Work request >> The number of lines below that contain the word "cache" is all that the answer should hold.

Listed entries >>
-.-.-

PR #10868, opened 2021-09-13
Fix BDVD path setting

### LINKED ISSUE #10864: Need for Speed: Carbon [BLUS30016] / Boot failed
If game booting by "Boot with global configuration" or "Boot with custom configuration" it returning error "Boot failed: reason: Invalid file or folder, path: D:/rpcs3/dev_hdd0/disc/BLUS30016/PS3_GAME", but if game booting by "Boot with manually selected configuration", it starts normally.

-.-.-

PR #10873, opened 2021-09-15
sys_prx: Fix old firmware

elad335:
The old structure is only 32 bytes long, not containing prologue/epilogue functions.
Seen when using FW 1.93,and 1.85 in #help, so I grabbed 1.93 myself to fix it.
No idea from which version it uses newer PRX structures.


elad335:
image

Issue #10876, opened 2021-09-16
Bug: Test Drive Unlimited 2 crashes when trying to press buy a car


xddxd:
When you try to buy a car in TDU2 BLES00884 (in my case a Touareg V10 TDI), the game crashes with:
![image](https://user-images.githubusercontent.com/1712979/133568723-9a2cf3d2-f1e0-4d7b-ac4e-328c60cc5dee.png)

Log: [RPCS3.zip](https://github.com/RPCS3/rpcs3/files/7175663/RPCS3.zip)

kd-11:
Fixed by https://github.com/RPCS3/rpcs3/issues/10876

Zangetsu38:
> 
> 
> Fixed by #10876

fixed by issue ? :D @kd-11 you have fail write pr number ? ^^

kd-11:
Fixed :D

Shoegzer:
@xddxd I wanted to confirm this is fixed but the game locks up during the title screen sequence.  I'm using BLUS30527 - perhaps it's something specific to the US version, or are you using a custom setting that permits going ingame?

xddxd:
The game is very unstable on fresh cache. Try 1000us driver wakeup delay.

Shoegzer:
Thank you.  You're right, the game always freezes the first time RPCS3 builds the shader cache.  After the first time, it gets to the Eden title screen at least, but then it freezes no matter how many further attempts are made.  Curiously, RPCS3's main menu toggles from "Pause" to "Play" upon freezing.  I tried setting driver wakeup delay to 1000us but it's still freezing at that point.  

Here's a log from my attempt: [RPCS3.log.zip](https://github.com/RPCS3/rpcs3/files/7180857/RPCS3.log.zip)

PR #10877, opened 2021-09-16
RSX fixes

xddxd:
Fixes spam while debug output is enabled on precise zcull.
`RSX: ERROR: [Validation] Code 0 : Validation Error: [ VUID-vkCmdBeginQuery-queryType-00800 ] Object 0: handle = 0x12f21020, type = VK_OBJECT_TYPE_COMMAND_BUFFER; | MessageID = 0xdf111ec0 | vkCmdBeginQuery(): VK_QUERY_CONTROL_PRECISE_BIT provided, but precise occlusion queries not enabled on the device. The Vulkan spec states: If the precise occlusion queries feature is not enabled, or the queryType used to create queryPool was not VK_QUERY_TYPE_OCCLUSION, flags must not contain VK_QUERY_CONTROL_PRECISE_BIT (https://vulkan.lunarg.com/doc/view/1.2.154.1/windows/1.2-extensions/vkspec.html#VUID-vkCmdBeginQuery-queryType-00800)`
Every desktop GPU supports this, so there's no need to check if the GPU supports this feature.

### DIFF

-.-.-

Result >> 2